Little to Big?
The development of fuel cells built around thin polymer membranes has generated interest in a wide range of applications for cars, homes, and portable devices. One of the unresolved questions, however, is whether experience in one area of fuel cell application, such as small electronics, benefits work in another, such as automotive fuel cells. This story from Technology Review highlights a case in point: a small fuel cell extracting its hydrogen from a novel fuel, sodium borohydride. If this technology proves out, will it resolve the hydrogen production, storage and distribution challenges that stand in the way of practical hydrogen fuel cell cars?

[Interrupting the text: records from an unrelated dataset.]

PR #1561, opened 2019-02-04
Fix flaky marketplace integration test

AartiKriplani:
The issue was happening because of AfterEach() cleanup failing sometimes,
if other tests that deploy a service broker fail during their clean up step.
We have made the test generic to check that the marketplace command succeeds,
when the user is not logged in, whether or not services are empty or not.

More details can be found [here](https://www.pivotaltracker.com/story/show/163624111).

### DIFF
--- a/integration/shared/global/marketplace_command_test.go
+++ b/integration/shared/global/marketplace_command_test.go
@@ -12,18 +12,15 @@ import (
 var _ = Describe("marketplace command", func() {
 	When("an API endpoint is set", func() {
 		When("not logged in", func() {
-			When("there are no accessible services", func() {
-				BeforeEach(func() {
-					helpers.LogoutCF()
-				})
+			BeforeEach(func() {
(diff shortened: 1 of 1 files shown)


williammartin:
I don't understand this commit. Two thoughts:
 - Now it seems we have no integration coverage of "No service offerings found"
 - Why do we think an `AfterEach` cleanup was failing in our CI failures (found on the tracker story), they don't exhibit the same `AfterEach` failure as the `integration-windows` build?

AartiKriplani:
Looking at the tests, it felt like it was about testing that not logged in users can still access the `cf m` command. Testing empty list of service offerings seemed like a less important aspect to us, given the effort to keep to maintain this test. But if we think it's an important scenario, we can add it back and try to find the cause of the debris. Closing it for now, after the internal discussion, will re-open with another solution for the flake maybe.

PR #21, opened 2015-03-19
Password verification via login.webmaker.org api

cadecairos:


cadecairos:
How does this look, @jbuck / @alicoding

jbuck:
@cadecairos r+

PR #24, opened 2015-03-20
Add form design v1

### LINKED ISSUE #6: Implement sign-in page
- [x] page stub
- [x] client-side username/password validation/acceptance
  - [x] usernames: at least 1 character
  - [x] password at least 8 characters
- [x] server-side username/password acceptance (?)
- [x] expose a URI for this page

alicoding:
fixes #6


templates/components/form.jsx
```diff
@@ -0,0 +1,98 @@
...
+    firstName: Joi.string().required().label('First Name'),
+    lastName: Joi.string().allow(null).label('Last Name'),
+    email: Joi.string().email().label('Email Address'),
+    username:  Joi.string().alphanum().min(3).max(30).required().label('Username'),
+    password: Joi.string().regex(/[a-zA-Z0-9]{3,30}/).label('Password'),
+    verifyPassword: Joi.any().valid(Joi.ref('password')).required().label('Password Confirmation')
+  },
+  getInitialState: function() {
+    return {
+      firstName: null,
```
Pomax: probably better to make these empty strings?

templates/components/form.jsx
```diff
@@ -0,0 +1,98 @@
...
+      lastName: null,
+      email: null,
+      username: null,
+      password: null,
+      verifyPassword: null,
+      feedback: null
```
Pomax: we have a feedback entry, but no validation for it.

templates/components/form.jsx
```diff
@@ -0,0 +1,98 @@
...
+    };
+  },
+  render: function() {
+     var that = this;
+     var fields = Object.keys(this.props.fields).map(function(key,i) {
```
Pomax: we can pull the function we pass into `map` as a component function instead (e.g. `mapfunction`) and then call it as `...map(this.mapfunction)`, and then because React does `this` rebinding, we don't need the self=this variable. It can stay "this" inside the mapping function

templates/components/form.jsx
```diff
@@ -0,0 +1,98 @@
...
+      <span className="help-block">Invalid Username or Password</span>
+    );
+  },
+  getClasses: function(field) {
+    return React.addons.classSet({
+      'form-control': true,
+      'has-error': !this.isValid(field),
+    });
+  },
+  getIconClass: function(field) {
```
Pomax: Based on https://facebook.github.io/react/docs/component-specs.html#statics  we should be able to use this here:
```
  getIconClass: function(field) {
    return Signup.phoneLabels[field];
  },
```

PR #44, opened 2015-03-24
login and routes

Pomax:
adds login as page, and stubs for sign up, password reset, an a general 404, with react-router routing tied back into Hapi


templates/lib/routes.jsx
```diff
@@ -0,0 +1,24 @@
+var React = require('react');
+var Router = require('react-router');
+var Route = Router.Route;
+var Link = Router.Link;
+var DefaultRoute = Router.DefaultRoute;
```
alicoding: Lets remove this?

alicoding:
once this is green lets land this ! r+ from me

PR #50, opened 2015-03-24
Fix issue46 - only ignore specific files

### LINKED ISSUE #46: Instead of force committing to public/, ignore specific files
Personally I think we should optimize for newly added static files, such as images, instead of optimizing for ignored files (which won't change often)

You could simplify the `gitignore` entry by adding everything that needs to be ignored to a specific folder *inside* public, such as `compiled/`, but I don't really think that's necessary

alicoding:
Closes #46

### DIFF
--- a/.gitignore
+++ b/.gitignore
@@ -1,3 +1,4 @@
 .DS_Store
 node_modules/
-public/
+app.bundle.*
+styles.css*


alicoding:
@k88hudson R?

k88hudson:
Looks good to me

alicoding:
Thanks!

PR #52, opened 2015-03-24
Added authorization codes

jbuck:


lib/oauth-db.js
```diff
@@ -0,0 +1,42 @@
...
+  }
+
+  process.nextTick(function() {
+    callback(null, this.clients[client_id]);
+  }.bind(this));
+};
+
+OAuthDB.prototype.generate_auth_code = function(client_id, user_id, scopes, expires_at, callback) {
+  crypto.randomBytes(32, function(err, random) {
+    Hoek.assert(!err, err);
```
thisandagain: Not super familiar with `hoek.assert` yet but this will throw an exception, yes? If so, I'm curious why we would throw here rather than passing it to the callback ala

```js
if (err) return callback(err);
```

thisandagain: Certainly an edge case (I hope we won't drain the entropy sources by generating 32 bytes!) but I suppose I'm curious about how we pattern when to throw vs. pass to the callback in our API design.

cadecairos: I believe we'll change that once the test script doesn't fail on <100% test coverage.

We couldn't think of a way to easily fake randomBytes failing, just to get test coverage in an `if` block.

cadecairos:
R+ from me

lib/oauth-db.js
thisandagain: Got it. That makes sense. Thanks for clarifying!

PR #59, opened 2015-03-24
Adding mofo-style and fixing bustifications

simonwex:
# In progress

_Outstanding_
* [x] Fix style issues
* [x] fix outstanding bugs


simonwex:
I think this last one takes care of tests. 

`/me waits for Travis`

lib/account.js.b
```diff
@@ -0,0 +1,59 @@
+var hyperquest = require('hyperquest');
```
alicoding: hmm what is this `.js.b` ?

simonwex: Ah, an artifact that shouldn't be there. Good catch.

cadecairos:
R+

PR #71, opened 2015-03-25
access_token route

cadecairos:


cadecairos:
R? @jbuck

web/server.js
```diff
@@ -102,8 +102,73 @@ module.exports = function(options) {
...
+                }
+                if ( client.client_secret !== request.payload.client_secret ) {
+                  return reply(Boom.forbidden('Invalid Client Credentials'));
+                }
+                reply(client);
+              });
+            }
+          },
+          {
+            assign: 'redirectUri',
```
jbuck: I was actually speccing out that we ignore any application-submitted redirect url entirely, and only use the registered one

web/server.js
```diff
@@ -102,8 +102,73 @@ module.exports = function(options) {
...
+                Date.now() + (1000 * 60 * 60 * 24),
+                reply
+              );
+            }
+          }
+        ]
+      },
       handler: function(request, reply) {
-        reply('ok');
+        var redirectObj = url.parse(request.pre.redirectUri, true);
```
jbuck: so instead you could use `request.pre.client.redirect_uri`

jbuck:
you can remove the variable redirect_uri bit. That'll simplify things a bit!

jbuck:
@cadecairos r+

Fuel cells generate electricity through an electrochemical reaction of hydrogen and oxygen to make water. Supplying that hydrogen has been a problem, particularly where size is a factor and pressurized storage of hydrogen gas is inconvenient or unsafe. As the article indicates, many developers have focused on methanol, a simple alcohol that can be broken down relatively easily to give up its hydrogen content . Unfortunately, methanol--also known as wood alcohol--is both flammable and poisonous. In fact, it is more toxic to humans than gasoline, and there are unresolved questions about its biodegradability outside ideal laboratory conditions.
Millennium Cell, the company featured in the article, has proposed an alternative to methanol for small fuel cells, in the form of a relatively common inorganic chemical, sodium borohydride, which is made from sodium and borax. The borohydride reacts with water to produce sodium borate and hydrogen. The spent borate can then be stored and recycled to make more borohydride. I can see this working for small devices where energy density is more important than cost and efficiency, but there are two basic problems in trying to scale this idea up to cars.
As the company's own materials admit, current processes for making borohydride are expensive and inefficient. Advanced processes would have to be evaluated on the same kind of "well-to-wheels" basis as other ways to fuel a car. The more basic problem, though, seems to be weight. The great paradox of hydrogen for transportation is that the lightest element in the universe always seems to require heavy storage systems, either mechanical or chemical, to contain it. The amount of hydrogen by weight in this sodium borohydride system is around 4%, compared to about 7% for metal hydride storage. Imagine a gasoline tank for your car weighing 500 lb. empty, and you start to get the idea. With a higher proportion of vehicle weight devoted to hydrogen storage, your overall efficiency and payload will be lower.
This combination of high cost--or low energy efficiency--and high total weight compared to the amount of hydrogen stored look like compelling reasons why this approach might not be suitable at larger scales. As a result, I'm skeptical that liquid chemical solutions like borohydrate will turn out to be the answer for transportation. But for those of us worried about longer laptop and cellphone life, sodium borohydride fuel cells might well offer practical alternatives to methanol fuel cells and batteries. The market will sort that out.